What you will do = Return each line of the data below unchanged, please.

-- Dataset records follows --

PR #18038, opened 2019-04-29
chore: convert session base::Bind instances

codebytere:
#### Description of Change

Convert instances of `base::Bind` to `base::BindOnce` and `base::BindRepeating` as applicable in the session module as well as in Autofill popups.

cc @deepak1556 @zcbenz 

#### Checklist

- [x] `npm test` passes

#### Release Notes

Notes: none

### DIFF
--- a/atom/browser/api/atom_api_session.cc
+++ b/atom/browser/api/atom_api_session.cc
@@ -350,9 +350,9 @@ v8::Local<v8::Promise> Session::ResolveProxy(mate::Arguments* args) {
   args->GetNext(&url);
 
   browser_context_->GetResolveProxyHelper()->ResolveProxy(
-      url,
-      base::Bind(util::CopyablePromise::ResolveCopyablePromise<std::string>,
-                 util::CopyablePromise(promise)));
+      url, base::BindRepeating(
+               util::CopyablePromise::ResolveCopyablePromise<std::string>,
+               util::CopyablePromise(promise)));
 
   return handle;
 }
@@ -413,8 +413,7 @@ v8::Local<v8::Promise> Session::ClearStorageData(mate::Arguments* args) {
   storage_partition->ClearData(
       options.storage_types, options.quota_types, options.origin, base::Time(),
       base::Time::Max(),
-      base::Bind(util::CopyablePromise::ResolveEmptyCopyablePromise,
-                 util::CopyablePromise(promise)));
+      base::BindOnce(util::Promise::ResolveEmptyPromise, std::move(promise)));
   return handle;
 }
 
@@ -496,17 +495,18 @@ void Session::DisableNetworkEmulation() {
       network_emulation_token_, network::mojom::NetworkConditions::New());
 }
 
-void WrapVerifyProc(base::Callback<void(const VerifyRequestParams& request,
-                                        base::Callback<void(int)>)> proc,
-                    const VerifyRequestParams& request,
-                    base::OnceCallback<void(int)> cb) {
-  proc.Run(request, base::AdaptCallbackForRepeating(std::move(cb)));
+void WrapVerifyProc(
+    base::OnceCallback<void(const VerifyRequestParams& request,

-- Dataset records concluded --

Finished exercise =
PR #18038, opened 2019-04-29
chore: convert session base::Bind instances

codebytere:
#### Description of Change

Convert instances of `base::Bind` to `base::BindOnce` and `base::BindRepeating` as applicable in the session module as well as in Autofill popups.

cc @deepak1556 @zcbenz 

#### Checklist

- [x] `npm test` passes

#### Release Notes

Notes: none

### DIFF
--- a/atom/browser/api/atom_api_session.cc
+++ b/atom/browser/api/atom_api_session.cc
@@ -350,9 +350,9 @@ v8::Local<v8::Promise> Session::ResolveProxy(mate::Arguments* args) {
   args->GetNext(&url);
 
   browser_context_->GetResolveProxyHelper()->ResolveProxy(
-      url,
-      base::Bind(util::CopyablePromise::ResolveCopyablePromise<std::string>,
-                 util::CopyablePromise(promise)));
+      url, base::BindRepeating(
+               util::CopyablePromise::ResolveCopyablePromise<std::string>,
+               util::CopyablePromise(promise)));
 
   return handle;
 }
@@ -413,8 +413,7 @@ v8::Local<v8::Promise> Session::ClearStorageData(mate::Arguments* args) {
   storage_partition->ClearData(
       options.storage_types, options.quota_types, options.origin, base::Time(),
       base::Time::Max(),
-      base::Bind(util::CopyablePromise::ResolveEmptyCopyablePromise,
-                 util::CopyablePromise(promise)));
+      base::BindOnce(util::Promise::ResolveEmptyPromise, std::move(promise)));
   return handle;
 }
 
@@ -496,17 +495,18 @@ void Session::DisableNetworkEmulation() {
       network_emulation_token_, network::mojom::NetworkConditions::New());
 }
 
-void WrapVerifyProc(base::Callback<void(const VerifyRequestParams& request,
-                                        base::Callback<void(int)>)> proc,
-                    const VerifyRequestParams& request,
-                    base::OnceCallback<void(int)> cb) {
-  proc.Run(request, base::AdaptCallbackForRepeating(std::move(cb)));
+void WrapVerifyProc(
+    base::OnceCallback<void(const VerifyRequestParams& request,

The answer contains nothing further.